* **What to work on**: Say how many lines in the data hold "there". Nothing else belongs in the answer.

* **Exercise data**:
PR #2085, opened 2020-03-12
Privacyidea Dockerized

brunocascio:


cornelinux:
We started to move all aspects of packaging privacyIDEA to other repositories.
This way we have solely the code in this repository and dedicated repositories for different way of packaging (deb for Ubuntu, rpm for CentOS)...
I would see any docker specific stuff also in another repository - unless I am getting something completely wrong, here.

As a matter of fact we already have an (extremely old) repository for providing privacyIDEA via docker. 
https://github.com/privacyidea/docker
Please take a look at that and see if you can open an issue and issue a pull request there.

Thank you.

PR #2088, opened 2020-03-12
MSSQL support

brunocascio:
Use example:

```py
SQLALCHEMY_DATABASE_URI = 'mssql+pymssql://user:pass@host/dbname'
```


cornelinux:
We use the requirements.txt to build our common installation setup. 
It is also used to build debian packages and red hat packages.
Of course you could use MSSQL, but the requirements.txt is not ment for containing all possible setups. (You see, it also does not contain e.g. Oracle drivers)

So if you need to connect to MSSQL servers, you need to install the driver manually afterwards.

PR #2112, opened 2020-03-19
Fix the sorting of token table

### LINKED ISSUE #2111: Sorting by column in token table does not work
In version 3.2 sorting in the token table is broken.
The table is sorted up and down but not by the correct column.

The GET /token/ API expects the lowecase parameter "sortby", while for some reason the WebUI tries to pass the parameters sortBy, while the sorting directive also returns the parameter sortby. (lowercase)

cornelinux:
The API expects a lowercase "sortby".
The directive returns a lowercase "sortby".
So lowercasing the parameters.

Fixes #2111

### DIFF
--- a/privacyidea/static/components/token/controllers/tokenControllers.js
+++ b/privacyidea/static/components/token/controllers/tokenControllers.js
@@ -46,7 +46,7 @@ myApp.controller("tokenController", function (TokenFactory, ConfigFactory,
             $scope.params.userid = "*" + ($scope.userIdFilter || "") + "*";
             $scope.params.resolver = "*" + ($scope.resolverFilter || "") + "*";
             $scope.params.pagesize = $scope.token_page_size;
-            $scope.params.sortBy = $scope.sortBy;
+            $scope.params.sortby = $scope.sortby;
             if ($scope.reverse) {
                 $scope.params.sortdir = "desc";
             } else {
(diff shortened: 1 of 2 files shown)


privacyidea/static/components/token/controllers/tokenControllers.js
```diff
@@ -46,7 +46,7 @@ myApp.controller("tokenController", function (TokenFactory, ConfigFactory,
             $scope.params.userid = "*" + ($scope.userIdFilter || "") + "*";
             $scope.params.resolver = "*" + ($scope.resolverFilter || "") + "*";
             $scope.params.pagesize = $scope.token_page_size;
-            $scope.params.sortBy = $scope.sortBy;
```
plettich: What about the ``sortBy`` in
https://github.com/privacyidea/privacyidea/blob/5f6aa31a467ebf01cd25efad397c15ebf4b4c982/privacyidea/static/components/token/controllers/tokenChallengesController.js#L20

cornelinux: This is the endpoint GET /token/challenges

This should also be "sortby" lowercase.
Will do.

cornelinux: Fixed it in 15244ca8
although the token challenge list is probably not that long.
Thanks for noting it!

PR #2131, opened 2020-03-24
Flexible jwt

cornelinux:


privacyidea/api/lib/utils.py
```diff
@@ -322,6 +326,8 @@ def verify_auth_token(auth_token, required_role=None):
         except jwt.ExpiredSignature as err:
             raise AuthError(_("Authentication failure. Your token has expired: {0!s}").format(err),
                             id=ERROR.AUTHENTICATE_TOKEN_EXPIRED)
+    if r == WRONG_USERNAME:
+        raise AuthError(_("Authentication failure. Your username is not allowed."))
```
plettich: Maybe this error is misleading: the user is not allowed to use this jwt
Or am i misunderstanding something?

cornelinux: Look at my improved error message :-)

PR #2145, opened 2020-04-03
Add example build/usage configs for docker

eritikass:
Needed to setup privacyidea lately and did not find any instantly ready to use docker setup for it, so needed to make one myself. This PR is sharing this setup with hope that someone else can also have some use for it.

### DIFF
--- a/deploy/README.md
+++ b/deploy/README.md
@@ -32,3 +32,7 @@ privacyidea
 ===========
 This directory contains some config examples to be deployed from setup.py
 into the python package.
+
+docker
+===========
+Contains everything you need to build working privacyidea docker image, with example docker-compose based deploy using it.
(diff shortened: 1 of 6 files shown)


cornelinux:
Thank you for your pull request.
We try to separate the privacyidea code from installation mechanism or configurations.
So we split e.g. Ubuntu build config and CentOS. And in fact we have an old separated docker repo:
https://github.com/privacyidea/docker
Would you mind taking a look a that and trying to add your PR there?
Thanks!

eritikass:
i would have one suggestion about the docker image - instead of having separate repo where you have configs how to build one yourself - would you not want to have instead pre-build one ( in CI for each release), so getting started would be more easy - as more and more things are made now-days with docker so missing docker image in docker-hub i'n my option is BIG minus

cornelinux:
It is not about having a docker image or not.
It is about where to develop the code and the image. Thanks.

* **Exercise solution**: 2